::: RECORDS FOR PROCESSING :::

PR #1886, opened 2020-09-23
Disable PCDM member of collections manipulation on Items/Theses

mbarnett:
## Context

This is continuing to cause problems in Prod w/ 404s being thrown on ingest during deposit. I think the root cause here may be a bug in ActiveFedora which sometimes writes (or returns?) triples related to the actual item in question instead of PCDM proxy objects when calls to `member_of_collections` are made. When these items are subsequently deleted, the PCDM manipulation code then calls delete not upon the proxies, but on the containing collection itself (which bypasses all validation safeguards because that's how ActiveFedora works for `delete` instead of `destroy`)

## Changes

Rip out everything related to this code. All of it is going away shortly during the migration anyways.

### DIFF
--- a/CHANGELOG.md
+++ b/CHANGELOG.md
@@ -6,6 +6,9 @@ and releases in Jupiter project adheres to [Semantic Versioning](http://semver.o
 
 ## [Unreleased]
 
+## [1.2.23] – 2020-09-23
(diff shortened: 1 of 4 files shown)


murny (approved):
gif

Issue #1739, opened 2020-06-30
Give admins the ability to reset/request DOIs for Items/Theses where they are missing or broken


mbarnett:
## User Story

 As a Developer, I would like to get out of the business of manually fixing issues with DOIs.

## Context

Occasionally (phase of the moon? random server reboots? timeouts on datacite's end? idk. I suspect we might be hitting some kind of rate limit on Datacite's end, as it seems to happen to things that are ingested in a large batch...) items are getting stuck with their DOI state in `:unavailable` or `:unminted`. Dropping the state and manually touching off a call to `handle_doi_states` has resolved all of these so far, but I've seen 4 or 5 such issues come to me since May, and having me do this manually is an expensive way to solve this problem.

## Pitch

Let's just create a button in the interface, only available to admins, on Items and Theses, that resets the state machine and re-requests the DOI, so that helpdesk and metadata stakeholders can fix this themselves rather than need our assistance.

ConnorSheremeta:
Clicking on the button/link should call [remove_doi](https://github.com/ualbertalib/jupiter/blob/integration_postmigration/app/models/jupiter_core/doiable.rb#L62) and the subsequently call [handle_doi_states](https://github.com/ualbertalib/jupiter/blob/integration_postmigration/app/models/jupiter_core/doiable.rb#L41)

These can be called from within a method in a doi_controller in the admin directrory.

The link/button can be made a partial and can be rendered in [_item.html.erb](https://github.com/ualbertalib/jupiter/blob/integration_postmigration/app/views/items/_item.html.erb) along with [_thesis.html.erb ](https://github.com/ualbertalib/jupiter/blob/integration_postmigration/app/views/items/_thesis.html.erb).


Screenshots of mock-ups:

### 1. Under an admin panel
If we think three will be more things in here in the future this might be the way to go? I think it would be nice for all admin abilities to be in one spot.
![Screenshot from 2020-07-15 14-16-39](https://user-images.githubusercontent.com/14242562/87592916-e0b4ba00-c6a7-11ea-8b95-d17cee989ab7.png)
___
### 2. As a button below the DOI
This might make the most sense as it is right below the 'broken' DOI
![Screenshot from 2020-07-15 14-13-03](https://user-images.githubusercontent.com/14242562/87592917-e0b4ba00-c6a7-11ea-9775-d1fc114cfd0e.png)
___
### 3. As a link beside the DOI
This is not a nice looking as a button in my opinion but is still a valid approach
[...]

PR #1891, opened 2020-09-25
Implement doi resetting for admins

ConnorSheremeta:
#1739

87592916-e0b4ba00-c6a7-11ea-8b95-d17cee989ab7


config/routes.rb
```diff
@@ -78,6 +78,7 @@
   match '/auth/failure', to: 'sessions#failure', via: [:get, :post]
   match '/logout', to: 'sessions#destroy', via: [:get, :post]
   post '/auth/system', to: 'sessions#system_login'
+  get '/admin/reset_doi/:id', to: 'admin/doiable#reset_doi', as: '/admin/reset_doi'
```
murny, line 81: Couple things here. First a `get` request is suppose to be `idempotent` (same operation applied multiple times yields the same result). This is not idempotent as you are changing data. Also you have to remember how a browser operates. Why is chrome so fast? It thinks ahead. It will click on links before you even get to them. Having this link on the page that is a get request, guess what? Chrome will click on it for you even if you have no intention of issuing a request for resetting the DOI. This is a problem!

Second, we should preferably get nested under admin namespace or you should add the `constraints: AdminConstraint.new` to this. So this only gets exposed and gives responses to admin users.

Easy way to get it nested under admin namespace is to be more RESTful.

```
  resources :doi, only: [] do
    match do
      post :reset
    end
  end
```

Or is reset much different then a create? If it is, we can go full REST just do this:
`resources :doi, only: [:create]`

app/views/items/_admin_sidebar.html.erb
```diff
@@ -0,0 +1,15 @@
+<div class="card mt-3 admin-sidebar">
+  <div class="card-header">
+    <%= t('.admin') %>
+  </div>
+  <div class="card-body p-2">
+    <ul class="list-group">
+      <div class="d-flex justify-content-center">
+        <div class="p-1">
+          <%= link_to(t('.reset_doi'), admin_reset_doi_path(@item),
```
murny, line 9: Should we throw a confirmation dialog on this too? Just to add some caution to it?

Like "Do you want to proceed to reset the DOI? Yes / No"

```ruby
<%= link_to(t('.reset_doi'), admin_reset_doi_path(@item),
class: 'btn btn-outline-primary',
data: { confirm: t('.are_you_sure_you_want_to_reset') }) %>
```

app/helpers/items_helper.rb
```diff
@@ -54,4 +54,12 @@ def humanize_date(dateish)
     6 => I18n.t('items.thesis.graduation_terms.spring'),
     11 => I18n.t('items.thesis.graduation_terms.fall')
   }.freeze
+
+  def display_admin_sidebar(item)
+    aasm_not_available = item.aasm_state == 'not_available'
```
mbarnett, line 59: AASM gives you a bunch of helper methods for the declared states, eg) `item.not_available?`

config/routes.rb
mbarnett: On top of Shane's good point, I'm thinking this route and the corresponding method would probably make more sense under `Admin::ItemsController`? We're kind of creating a single-purpose controller to handle a change to one small part of a model that already has its own controller – it would make more sense to me to fold it into the main admin controller for these models.

mbarnett (changes requested):

test/integration/doi_reset_test.rb
```diff
@@ -0,0 +1,53 @@
+require 'test_helper'
+
+class DoiResetTest < ActionDispatch::IntegrationTest
+
+  setup do
+    @admin = users(:admin)
+    @user = users(:regular)
+    # A community with two collections
```
murny, line 8: We don't need all this setup here? Should be able replace all this setup from Line 8 to Line 29 with just 

`@item = items(:fancy)` 

Should give you the exact same results (especially since we never access @community/@collection1/@collection2 in any of the test code)

config/routes.rb
```diff
@@ -71,6 +71,8 @@
     end
 
     resources :announcements, only: [:index, :destroy, :create]
+
+    patch '/reset_doi/:id', to: 'items#reset_doi', as: '/reset_doi'
```
murny, line 75: Minor but its probably easier to maintain if we keep this route with the rest of the admin `items` routes on Line 68:

`resources :items, only: [:index, :destroy]`

Can just become:

```
    resources :items, only: [:index, :destroy] do
       member do
         patch :reset_doi
       end
    end

```

which gives you the exact same kind of functionality as your code here. There will be slight differences but it's more RESTful.

For example the route name will now be `reset_doi_admin_items` instead of `admin_reset_doi` and the url will be `admin/items/:id/reset_doi` instead of `admin/reset_doi/:id`

test/integration/doi_reset_test.rb
```diff
@@ -0,0 +1,53 @@
+require 'test_helper'
+
+class DoiResetTest < ActionDispatch::IntegrationTest
```
murny, line 3: Nice work on this test, looks good 👍. 

Curious if we can get some more test coverage for our new `reset_doi` action at the controller level? Essentially add a test in Admin::ItemsControllerTest that probably just sends a patch to `reset_doi` acton, check if a DOICreateJob gets enqueued in our job queue, and finally checks if we are successfully redirected back

Other than these 3 minor things, PR is looking really good 🎉

test/integration/doi_reset_test.rb
ConnorSheremeta: I created the item in the setup block because it lets the test check that the 'Reset DOI' button is not present within the first minute of the item's creation. I just realised that I can still use fixtures and test that, just need to do some time travelling.

test/integration/doi_reset_test.rb
ConnorSheremeta: We have[ DOI minting disabled in test](https://github.com/ualbertalib/jupiter/blob/d7d5fe5ea66a28e628e9731d71cf9788c2867afc/config/secrets.yml#L24).

Do either of you know if enabling this (just for the test env) will have any negative repercussions? Should I try to enable it just for this particular test? @mbarnett @murny

murny: Hmm, it shouldn't impact things as we don't run a real ActiveJob queue in testing (its just a mocked array). And I assume all of our DOI minting stuff runs as background jobs. So we should be safe turning it on in testing?

Worse case we can just leave it as is, and just leave out the `check if DOICreateJob gets enqueued in our job queue` part of the test (really just checking if the controller action returns a successful response code (redirect)).

I'll let Matt decide 😆

PR #1892, opened 2020-09-25
post-update run some rake update commands

pgwillia:
## Context

It is possible to execute pre/post-check and pre/post-update commands inside every container [updated by watchtower](https://containrrr.dev/watchtower/lifecycle-hooks/).

We used to do this by running the deploy script manually for each update.  Now that we're using watchtower the update
happens automagically but we still need these follow on tasks completed.

Related to https://github.com/ualbertalib/jupiter/issues/1722

## What's New

A script which runs `rake db:migrate` and `rake assets:precompile` and the label which tells watchtower's hook what to run.


murny (approved):
Nice work! 👍

Issue #1800, opened 2020-08-05
Investigate how to highlight terms in search results descriptions


murny:
From EPIC: https://github.com/ualbertalib/jupiter/issues/1610

When my search results are returned, I expect to be able to see where the keyword shows up and highlighted within the results.

Example: 
![image](https://user-images.githubusercontent.com/1930474/89468431-ac776b00-d734-11ea-80cb-e78a581ffb7b.png)

![image](https://user-images.githubusercontent.com/1930474/89468452-b4cfa600-d734-11ea-800c-67de7d0ffaed.png)

I know elasticsearch has a "highlighting" feature which gives us exactly this behaviour (more info: https://www.elastic.co/guide/en/elasticsearch/reference/current/highlighting.html). Solr must have something similar we can look into.

pgwillia:
Check out https://lucene.apache.org/solr/guide/6_6/highlighting.html

PR #1895, opened 2020-09-27
#1800: Add solr highlight for description/abstract fields on search r…

murny:
#1800 

Adds solr highlighting to item description/thesis abstract fields on search results (for search, profile and collection search pages)

Highlighting in action:

Search page:
image
image

Profile page:
image

Collection show page:
image

### DIFF
--- a/app/controllers/collections_controller.rb
+++ b/app/controllers/collections_controller.rb
@@ -8,7 +8,11 @@ class CollectionsController < ApplicationController
       base_restriction_key: Item.solr_exporter_class.solr_name_for(:member_of_paths, role: :pathing),
       value: @collection.path,
       params: params,
-      current_user: current_user
+      current_user: current_user,
+      highlight_fields: [
+        Item.solr_exporter_class.solr_name_for(:description, role: :search),
+        Thesis.solr_exporter_class.solr_name_for(:abstract, role: :search)
+      ]
     )
     @results = search_query_index.results
     @search_models = search_query_index.search_models
--- a/app/controllers/collections_controller.rb
+++ b/app/controllers/collections_controller.rb
@@ -9,10 +9,7 @@ class CollectionsController < ApplicationController
       value: @collection.path,
       params: params,
       current_user: current_user,
-      highlight_fields: [
-        Item.solr_exporter_class.solr_name_for(:description, role: :search),
-        Thesis.solr_exporter_class.solr_name_for(:abstract, role: :search)
-      ]
+      fulltext: true
     )
     @results = search_query_index.results
     @search_models = search_query_index.search_models
--- a/app/models/jupiter_core/solr_services/deferred_faceted_solr_query.rb
+++ b/app/models/jupiter_core/solr_services/deferred_faceted_solr_query.rb
@@ -8,7 +8,7 @@ class JupiterCore::SolrServices::DeferredFacetedSolrQuery
 
   private_constant :POSSIBLE_SORT_ORDERS
 
-  def initialize(q:, qf:, fq:, facet_map:, facet_fields:, ranges:, restrict_to_model:, highlight_fields:)
+  def initialize(q:, qf:, fq:, facet_map:, facet_fields:, ranges:, restrict_to_model:, fulltext_fields:)
     criteria[:q] = q
     criteria[:qf] = qf # Query Fields
     criteria[:fq] = fq # Facet Query
@@ -18,7 +18,7 @@ class JupiterCore::SolrServices::DeferredFacetedSolrQuery
     criteria[:restrict_to_model] = restrict_to_model
     criteria[:sort] = []
     criteria[:sort_order] = []
-    criteria[:highlight_fields] = highlight_fields
+    criteria[:fulltext_fields] = fulltext_fields
   end
 
   def criteria
@@ -243,7 +243,7 @@ class JupiterCore::SolrServices::DeferredFacetedSolrQuery
       rows: limit,
       start: criteria[:offset],
       sort: sort_clause,
-      highlight_fields: criteria[:highlight_fields] }
+      fulltext_fields: criteria[:fulltext_fields] }
   end
 
   def raw_model_to_model(raw_model)
--- a/app/models/jupiter_core/solr_services/deferred_faceted_solr_query.rb
+++ b/app/models/jupiter_core/solr_services/deferred_faceted_solr_query.rb
@@ -114,12 +114,12 @@ class JupiterCore::SolrServices::DeferredFacetedSolrQuery
     each do |object|
       fulltext_hits = []
 
-      if @highlights.any? && object.solr_exporter_class.fulltext_searchable_field.present?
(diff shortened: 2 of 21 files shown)


app/services/user_search_service.rb
```diff
@@ -6,15 +6,18 @@ class UserSearchService
 
   attr_reader :search_models
 
-  def initialize(current_user:, base_restriction_key: nil, value: nil,
-                 search_models: [Item, Thesis], params: nil)
-    raise ArgumentError, 'Must supply both a key and value' if @base_restriction_key.present? && @value.blank?
```
murny, line 11: Oops this is a bug. `@base_restriction_key` and `@value` will always be blank here as we don't define these until later. We want the arguments that have been passed in instead (e.g `base_restriction_key` and `value`)

app/services/user_search_service.rb
```diff
@@ -6,15 +6,18 @@ class UserSearchService
 
   attr_reader :search_models
 
-  def initialize(current_user:, base_restriction_key: nil, value: nil,
-                 search_models: [Item, Thesis], params: nil)
```
murny, line 10: Params must be present here, we shouldn't default to nil. We take these params and pass it into our `search_params` function below:

`@search_params = search_params(params)`

`search_params` will crash if `nil` is given for the params value.

So let's make params be a required argument (like current_user)

mbarnett (changes requested):
(I haven't looked at this in depth yet, I'm just blocking the merge so that we don't accidentally import this into the about-to-become-master branch before we tag our final version of new prod. Will review in a bit)

app/controllers/collections_controller.rb
```diff
@@ -8,7 +8,11 @@ def show
       base_restriction_key: Item.solr_exporter_class.solr_name_for(:member_of_paths, role: :pathing),
       value: @collection.path,
       params: params,
-      current_user: current_user
+      current_user: current_user,
+      highlight_fields: [
+        Item.solr_exporter_class.solr_name_for(:description, role: :search),
+        Thesis.solr_exporter_class.solr_name_for(:abstract, role: :search)
```
mbarnett, line 14: Should we expand the DSL around Solr to let this be declared in the exporter rather than in the controller? Might centralize this knowledge in a SPOT rather than risk bugs where we add it in one context but not another?

I'm thinking something like https://github.com/ualbertalib/jupiter/blob/bcc71dadee525771cd36754f3b4d42f1765e882a/app/models/exporters/solr/item_exporter.rb#L65

maybe 

```ruby
full_text_searchable :description
```

?

Then we could change the API for SearchService a bit to just take a `fulltext: true` argument and default it to `false`, and then not use it in the current controllers like here, but opt into it in the digitization controller?

mbarnett (commented):
Overall I really like this!

Added some thoughts on how we could tweak the API to be a bit DRYer, and make it opt-in because current ERA controllers won't want to leverage this immediately.

Will give a bit more thought to the results rendering API tomorrow but this seems good to start with.

app/models/jupiter_core/solr_services/deferred_faceted_solr_query.rb
```diff
@@ -109,6 +110,11 @@ def each_facet_with_results(first_facet_categories = [])
     end
   end
 
+  def highlights
+    reify_result_set
+    @highlights || {}
```
mbarnett, line 115: I'm thinking we should pre-bake the results here rather than returning the raw structure we get from RSolr and processing it in the helper.

What if we added something like an `each_with_fulltext_results` method?

Then this: https://github.com/ualbertalib/jupiter/blob/bcc71dadee525771cd36754f3b4d42f1765e882a/app/views/application/_results.html.erb#L81-L85

becomes something like
```ruby
<% results. each_with_fulltext_results do |result, fulltext_hits| %>
    <%= render result, highlights: fulltext_hits %>
  </li>
<% end %>
```

and the implementation looks something like:

```ruby
def each_with_fulltext_results
  each do |obj|
    fulltext_solr_field = obj.solr_exporter_class.fulltext_searchable_solr_field
    fulltext_hits = @highlights[obj.id][fulltext_solr_field].map { |hit|  new FulltextResult(highlight_text: hit)}
    yield obj, fulltext_hits
  end
end
```

Baking it like this eliminates the need for the view to hardcode a fieldname that matches the search configuration elsewhere, and wrapping the results in a little utility class will let us simplify the views a lot (see comment there)

app/views/application/_item.html.erb
```diff
@@ -45,10 +45,18 @@
...
+      <% highlight_matches = highlight_matches(object: item, field: :description, highlights: local_assigns[:highlights]) %>
+      <% if highlight_matches.empty? %>
+        <p>
+          <%= jupiter_truncate item.description %>
+        </p>
+      <% else %>
+        <% highlight_matches.each do |match| %>
+          <p><%= match.html_safe %></p>
+        <% end %>
+      <% end %>
```
mbarnett, line 59: if we assume that we changed the API and wrapped the matches in a little utility class, `highlights` is now an array of instances of the utility class, and you can replace these 9 lines with

```erb
<p>
<%= render highlights || jupiter_truncate item.description %>
</p>
```

and add a little `_fulltext_result.html.erb` partial to render its contents. Rails' collection partial rendering returns nil if the collection is empty, making the fallback easy.

tl;dr basically prebaking the results and wrapping them in a custom class drops a lot of logic out of the views.

mbarnett (commented):
Added some thoughts on how we could make some changes to the results API to DRY up the views having to know the field that was fulltext indexed/searched, and how wrapping the raw RSolr result would drop a bunch of logic out of the views

app/controllers/collections_controller.rb
murny: Yeah I would love to do this 🎉 . 

Sunspot leaves it like I did at the search level. 

But popular elasticsearch gems (like SearchKick) does exactly what your proposing. See https://github.com/ankane/searchkick#highlight for an example.  On the model level they denote what fields are highlight-able. Then when they search they pass in a `highlight: true` flag and can get the results with `results.with_highlights.each` (which is basically what your proposing here and your view cleanup proposal below)

I just might need to bug you on best way to do this? Like we set `full_text_searchable :description` and that becomes exposed in  `app/models/jupiter_core/search.rb` 🤔 . I think I'm getting it, just need to spend some time fleshing this out

app/models/jupiter_core/solr_services/deferred_faceted_solr_query.rb
murny: Yeah I like where you going with this 💯 . Much cleaner (and much similar to Searchkick as noted above). Will see what I can do 👍

app/controllers/collections_controller.rb
mbarnett: I've got some time today, I can add this and PR it to your branch

murny: Sure, that be great! Just enough to get me started 👍

PR #1910, opened 2020-10-02
Change ActiveStorage::Blobs to use UUID ids

mbarnett:
Switch the post-migration branch to use UUID Ids for `ActiveStorage::Blob`s. Resolves an issue where PDF or video blobs would fail to correctly track their attached `preview_image`, because `ActiveStorage::Attachment`'s `record_id` expects a UUID. 

This was causing an enormous amount of regeneration of thumbnails (4x per thumbnail) on the new staging environment (a typical search result page was taking ~8 seconds to render).

You will need to recreate and remigrate your DB after this is merged.

### DIFF
--- a/app/helpers/page_layout_helper.rb
+++ b/app/helpers/page_layout_helper.rb
@@ -46,6 +46,7 @@ module PageLayoutHelper
 
   def thumbnail_path(logo, args = { resize_to_limit: [100, 100], auto_orient: true })
     return nil if logo.blank?
+
     Rails.application.routes.url_helpers.rails_representation_path(logo.representation(args).processed)
   rescue StandardError => e
     logger.warn("#{logo.record_type} with id: #{logo.record_id} and thumbnail #{logo.name} threw an error.")
--- a/app/helpers/page_layout_helper.rb
+++ b/app/helpers/page_layout_helper.rb
@@ -46,24 +46,10 @@ module PageLayoutHelper
 
   def thumbnail_path(logo, args = { resize_to_limit: [100, 100], auto_orient: true })
     return nil if logo.blank?
-
-    # images have variants
-    Rails.application.routes.url_helpers.rails_representation_path(logo.variant(args).processed)
-  rescue ActiveStorage::InvariableError
-    begin
-      # pdfs and video have previews
-      Rails.application.routes.url_helpers.rails_representation_path(logo.preview(args).processed)
-    # ActiveStorage::UnpreviewableError and sometimes MiniMagick::Error gets thrown here
-    rescue StandardError => e
-      logger.warn("#{logo.record_type} with id: #{logo.record_id} and thumnail #{logo.name} \
-      threw an error after ActiveStorage::InvariableError.")
-      Rollbar.warn("#{logo.record_type} with id: #{logo.record_id} and thumnail #{logo.name} \
-      threw an error after ActiveStorage::InvariableError.", e)
-      nil
-    end
+    Rails.application.routes.url_helpers.rails_representation_path(logo.representation(args).processed)
   rescue StandardError => e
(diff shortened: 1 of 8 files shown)


test/fixtures/active_storage/attachments.yml
```diff
@@ -2,4 +2,4 @@ logo:
   name: 'files'
   record_type: 'Item'
   record_id: <%= ActiveRecord::FixtureSet.identify(:fancy) %>
-  blob_id: <%= ActiveRecord::FixtureSet.identify(:jpeg) %>
\ No newline at end of file
+  blob_id: 'e34bbd2e-c819-491b-9f60-e0b1c9b7b2ee'
```
mbarnett, line 5: For no discernible reason, ` <%= ActiveRecord::FixtureSet.identify(:jpeg) %>` won't work when Blob has a UUID ID column, whether or not I hardcode it in `blobs.yml` or let ActiveRecord generate it.

db/migrate/20190826221814_change_activestorage_records_to_uuid_part1.rb
```diff
@@ -7,5 +7,10 @@ def change
     add_index :draft_theses, :upcoming_id, unique: true
     add_column :draft_items_languages, :upcoming_draft_item_id, :uuid
     add_index :draft_items_languages, :upcoming_draft_item_id
+
+    add_column :active_storage_blobs, :upcoming_id, :uuid, null: false, default: 'uuid_generate_v4()'
+    add_column :active_storage_attachments, :upcoming_blob_id, :uuid
+    add_column :draft_items, :upcoming_thumbnail_id, :uuid
+    add_column :draft_theses, :upcoming_thumbnail_id, :uuid
   end
 end
```
mbarnett, line 16: Remember that when you're not remigrating a DB from scratch, the `jupiter:get_me_off_of_fedora` rake task runs right here after this migration to copy the new ids over to the tables that reference the old one, hence the two step "create a new column with new ids" and "drop the old id column and rename the one from the previous migration" process.

app/helpers/page_layout_helper.rb
```diff
@@ -47,23 +47,10 @@ def page_description(description = nil)
...
-      Rails.application.routes.url_helpers.rails_representation_path(logo.preview(args).processed)
-    # ActiveStorage::UnpreviewableError and sometimes MiniMagick::Error gets thrown here
-    rescue StandardError => e
-      logger.warn("#{logo.record_type} with id: #{logo.record_id} and thumnail #{logo.name} \
-      threw an error after ActiveStorage::InvariableError.")
-      Rollbar.warn("#{logo.record_type} with id: #{logo.record_id} and thumnail #{logo.name} \
-      threw an error after ActiveStorage::InvariableError.", e)
-      nil
-    end
+    Rails.application.routes.url_helpers.rails_representation_path(logo.representation(args).processed)
```
mbarnett, line 50: The ActiveStorage API is a lot nicer here than it used to be.

db/schema.rb
```diff
@@ -19,15 +19,14 @@
 
   create_table "active_storage_attachments", force: :cascade do |t|
     t.string "name"
-    t.bigint "blob_id", null: false
     t.datetime "created_at"
     t.string "record_type"
     t.uuid "fileset_uuid"
     t.uuid "record_id"
-    t.index ["blob_id"], name: "index_active_storage_attachments_on_blob_id"
```
murny, line 27: Should we add this index back on the new blob_id column?

mbarnett: Yes, good catch!

mbarnett: Done.

murny (approved):
LGTM 👍

PR #1917, opened 2020-10-06
Add spring gem back to jupiter

murny:
Noticed when we were debugging Matt's Attachment issue last week we no longer have Spring in our gemfile. Spring is a default rails gem. 

This is a PR to add this back or at least start a discussion. If we decide we don't want it, let's completely remove spring from Jupiter (we still have it's binstub in jupiter, etc).

What is spring? 

> Spring is a Rails application preloader. It speeds up development by keeping your application running in the background so you don't need to boot it every time you run a test, rake task or migration.

More info: https://github.com/rails/spring

On jupiter I see around 5 seconds in savings when running rake/test/rails commands.

As an example I ran a few `time rails test` with and without spring. It seems on average with spring (when spring is warm) its around 67 seconds and without spring around 73 seconds to run the test suite.

Note:
One caveat with adding spring back is spring and simplecov do not play nicely together at all! I tried the tips simplecov suggests, but ultimately couldn't get it to work. As a result simplecov will incorrectly report very low test coverage when spring is enabled as shown:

:::

**PROBLEM DESCRIPTION:** Of the records above, copy each line that includes "card".

**EXERCISE SOLUTION:**
+<div class="card mt-3 admin-sidebar">
+  <div class="card-header">
+  <div class="card-body p-2">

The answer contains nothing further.